Save settings? [y/N]
Windows Command Line executable (s3.exe)
After downloading the tool (https://s3.codeplex.com/releases/view/47595), copy the .exe to your preferred working folder and from the command prompt type the following, substituting your access key and secret as follows:
s3 auth [<YOUR ACCESS KEY> <YOUR ACCESS SECRET>]

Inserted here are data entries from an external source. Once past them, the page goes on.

PR #337, opened 2019-09-25
feat: support for noEmitOnErrors property in webpack.config

Fatme:
Currently [noEmitOnErrors property](https://webpack.js.org/configuration/optimization/#optimizationnoemitonerrors) is not respected from webpack compilation in case it is set in `webpack.config.js`. As a result, the files are emitted even when there is an error in the source code. However, it turns out that `ts-loader` is working correctly in `transpileOnly: false` mode and the problem is only in case when `ts-loader` is started in `transpileOnly: true` + `ForkTsCheckerWebpackPlugin`.

After investigating the issue, it turns out that the problem is [here](https://github.com/TypeStrong/fork-ts-checker-webpack-plugin/blob/4e8c6f98fb14dced5f40a56723b459e519d59362/src/index.ts#L574). Webpack has a logic that checks if the files should be emitted based on `compilation.errors` array. This logic is executed on `shouldEmit` hook as can be seen [here](https://github.com/webpack/webpack/blob/95d21bb39a1e700f28be776b300492c50a169fc7/lib/NoEmitOnErrorsPlugin.js#L9-L11). So, we need to put our reported `diagnostics` and `lints` in `compilation.errors` **before** `shouldEmit`. 

The `afterCompile` hook seems as a perfect solution as it is executed before `shouldEmit` and is an `async` hook. As supporting this feature is important for our error handling story, we implemented the change, spent a little time testing it and it works for our cases.

However, we're not absolutely sure for the impact of the mentioned change so we'd be glad to hear your opinion and suggestions.

Rel to: https://github.com/TypeStrong/fork-ts-checker-webpack-plugin/issues/57

### DIFF
--- a/README.md
+++ b/README.md
@@ -302,7 +302,7 @@ This plugin provides some custom webpack hooks (all are sync):
 | `fork-ts-checker-service-start-error`   | `serviceStartError`  | Cannot start service                                                           | `error`                                                                    |
 | `fork-ts-checker-service-out-of-memory` | `serviceOutOfMemory` | Service is out of memory                                                       | -                                                                          |
 | `fork-ts-checker-receive`               | `receive`            | Plugin receives diagnostics and lints from service                             | `diagnostics`, `lints`                                                     |
-| `fork-ts-checker-emit`                  | `emit`               | Service will add errors and warnings to webpack compilation ('build' mode)     | `diagnostics`, `lints`, `elapsed`                                          |
+| `fork-ts-checker-after-compile`         | `after-compile`      | Service will add errors and warnings to webpack compilation ('build' mode)     | `diagnostics`, `lints`, `elapsed`                                          |
 | `fork-ts-checker-done`                  | `done`               | Service finished type checking and webpack finished compilation ('watch' mode) | `diagnostics`, `lints`, `elapsed`                                          |
 
 The **Event name** is there for backward compatibility with webpack 2/3. Regardless
--- a/src/index.ts
+++ b/src/index.ts
@@ -571,7 +571,7 @@ class ForkTsCheckerWebpackPlugin {
 
     if ('hooks' in this.compiler) {
       // webpack 4+
-      this.compiler.hooks.emit.tapAsync(checkerPluginName, emit);
+      this.compiler.hooks.afterCompile.tapAsync(checkerPluginName, emit);
     } else {
       // webpack 2 / 3
       this.compiler.plugin('emit', emit);
--- a/src/index.ts
+++ b/src/index.ts
@@ -135,7 +135,7 @@ class ForkTsCheckerWebpackPlugin {
   private diagnostics: NormalizedMessage[] = [];
   private lints: NormalizedMessage[] = [];
 
-  private emitCallback: () => void;
+  private afterCompileCallback: () => void;
   private doneCallback: () => void;
   private typescriptPath: string;
   private typescript: typeof ts;
@@ -184,7 +184,7 @@ class ForkTsCheckerWebpackPlugin {
             options.formatterOptions || {}
           );
 
-    this.emitCallback = this.createNoopEmitCallback();
+    this.afterCompileCallback = this.createNoopAfterCompileCallback();
     this.doneCallback = this.createDoneCallback();
 
     const {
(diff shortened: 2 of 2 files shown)


piotr-oles:
Thank you for your findings and for the PR :)
Unfortunately, changing the hook from `emit` to `afterCompile` is a breaking change in my opinion. There is a custom hook: `fork-ts-checker-emit` - and as it's a part of public API, some developers could assume that it will run on the `emit` event.
Because of that, we need to find a method to deprecate the `fork-ts-checker-emit` hook and add a new one (`fork-ts-checker-after-compile`) + keep default behavior of using webpack's `emit` event (probably we will have to add a new configuration option to control that behavior).

I know that it can be frustrating that we cannot just fix this bug and change the hook, but our responsibility is to introduce breaking changes gracefully :)

Fatme:
Hey @piotr-oles,

Thank you very much for taking a look at this PR.

> but our responsibility is to introduce breaking changes gracefully

I totally agree that we have to ensure seamless transition for the users.

> keep default behavior of using webpack's emit event (probably we will have to add a new configuration option to control that behavior)

Yep, maybe introducing a new configuration option is a good solution. Having that option with default value false will ensure the new version of the plugin will not break existing users and applications. So we need a name for the new option 😸 - maybe `useAfterCompile` or `noEmitOnErrors` or something else? I'm opened to any ideas and suggestions.

As this PR is really important for us and our error handling story, I'll prepare the needed changes once we have an agreement about the name of the new option.

piotr-oles:
I would suggest `useAfterCompileHook`, @johnnyreilly, what do you think?

johnnyreilly:
We could do... I'm just wondering if it might make more sense to do a breaking changes version? After all, do we want to maintain two behaviours in the long term? If we all agree this is a more sensible behaviour then having a breaking changes version seems like a way to not break existing users and move the plugin in the direction we want to go... Thoughts?

Fatme:
Hey @piotr-oles, @johnnyreilly

It seems we have 2 options:
* Release a breaking change version of the plugin - If we agree on that, I suppose it'll be released as a major version e.g `2.0.0`.
* Add a configuration option and support the both behaviors.

The both solutions will work for us and will address our problem. However, personally to me, I prefer releasing a major version and introducing it as a breaking change. That will be the most beneficial solution in the long term.

Let me know about your decision, so I can apply the required changes on the PR.

piotr-oles:
Ok, maybe breaking change is a better option - it will probably not break anything for 99% of users.

Please update the documentation (Plugin hooks section) and add [BREAKING CHANGE](https://github.com/TypeStrong/fork-ts-checker-webpack-plugin/blob/master/CONTRIBUTING.md#examples) section to the commit message :)

Fatme:
@piotr-oles,

I changed the commit message with BREAKING CHANGE: footer and updated the plugin section in the documentation.

Let me know if I've missed something or there is something else that I can do.

johnnyreilly:
Could you catch up this branch with master please?

Fatme:
@piotr-oles, @johnnyreilly,

I've rebased the PR on the latest master branch.

johnnyreilly (dismissed):
Looks good to me!

Fatme:
@johnnyreilly, @piotr-oles,

It seems there are failing CI builds https://travis-ci.org/TypeStrong/fork-ts-checker-webpack-plugin/jobs/602424646?utm_medium=notification&utm_source=github_status:
```
error An unexpected error occurred: "https://registry.yarnpkg.com/babel-code-frame/-/babel-code-frame-6.26.0.tgz: Request failed \"503 Service Unavailable\"".
info If you think this is a bug, please open a bug report with the information provided in "/home/travis/build/TypeStrong/fork-ts-checker-webpack-plugin/yarn-error.log".
info Visit https://yarnpkg.com/en/docs/cli/install for documentation about this command.
The command "yarn install --frozen-lockfile" failed and exited with 1 during .
```

Maybe we should rerun the travis builds.

johnnyreilly:
Retriggered. Travis has been pretty flaky this week

Fatme:
@johnnyreilly, @piotr-oles 

We have a green build! 🎉 

Do I need to rebase it again on master as there are additional commits merged into master or you can merge the PR directly?

johnnyreilly:
Yes please - update the branch!

johnnyreilly (approved):

piotr-oles (approved):

Fatme:
@piotr-oles, @johnnyreilly,

Thank you very much for merging the PR!
When do you plan to release it officially?

piotr-oles:
It will be released automatically by [`📦 🚀 semantic-release`](https://github.com/semantic-release/semantic-release) when CI build finish :)

Fatme:
@piotr-oles,

What about the version - will it be updated to `2.0.0` as we're releasing a breaking change?

piotr-oles:
The CI is performing very badly last time - I had to re-run the release job. And yes - as you can see semantic-release do all the magic ✨ 😃

Fatme:
Yeep, it's really cool magic! 😃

For more information on authentication syntax, read here: https://s3.codeplex.com/wikipage?title=auth%20command&referringTitle=Documentation
Stage 3: Testing the download of files from your bucket
Step 1: Test the download
s3cmd for OS/X and Linux
From the terminal, run the following command where "my-organization-name-log-bucket" is the name of your bucket already configured in the Log Management portion of the Umbrella dashboard. In this example, this is run from the folder that contains the s3cmd executable and the files will be delivered to the same path, but these can be changed:
./s3cmd sync s3://my-organization-name-log-bucket ./
If there is a difference between the files in your bucket and the files in the destination path on disk, the sync should download the missing or updated files. The first file retrieved should be the README file that's typically uploaded:
./s3cmd sync s3://my-organization-name-log-bucket ./
s3://my-organization-name-log-bucket/README_FROM_UMBRELLA.txt -> <fdopen> [1 of 1]
1800 of 1800 100% in 0s 15.00 kB/s done
Done. Downloaded 1800 bytes in 1.0 seconds, 1800.00 B/s
Any log files that are present will also be downloaded. It's up to you if you'd like to set a cron job to schedule this function on a regular basis, but you should now be able to automatically download any new or changed log files in your bucket to a local path for long-term retention.
Windows Command Line executable (s3.exe)
From the command prompt, run the following command where 'my-organization-name-log-bucket' is the name of your bucket already configured in the Log Management portion of the Umbrella dashboard. In this example, all files in the bucket (defined with the asterisk wildcard) are downloaded to the \dnslogbackups\ folder.
s3 get my-organization-name-log-bucket/* c:\dnslogbackups\
For more information about the syntax for this command, read here: https://s3.codeplex.com/wikipage?title=get%20command&referringTitle=Documentation
Step 2: Automate the download
Once the syntax has been tested and works as expected, copy the instructions into a script setup a cron job (OS X / Linux) or a scheduled task (Windows) or use any other task automation tool you might have at your disposal. It's also possible using the tools above to remove files from your bucket after you've downloaded them to free up space in your S3 instance. We encourage you to look at the documentation for the tool you're using to see what might work best for your data retention policy.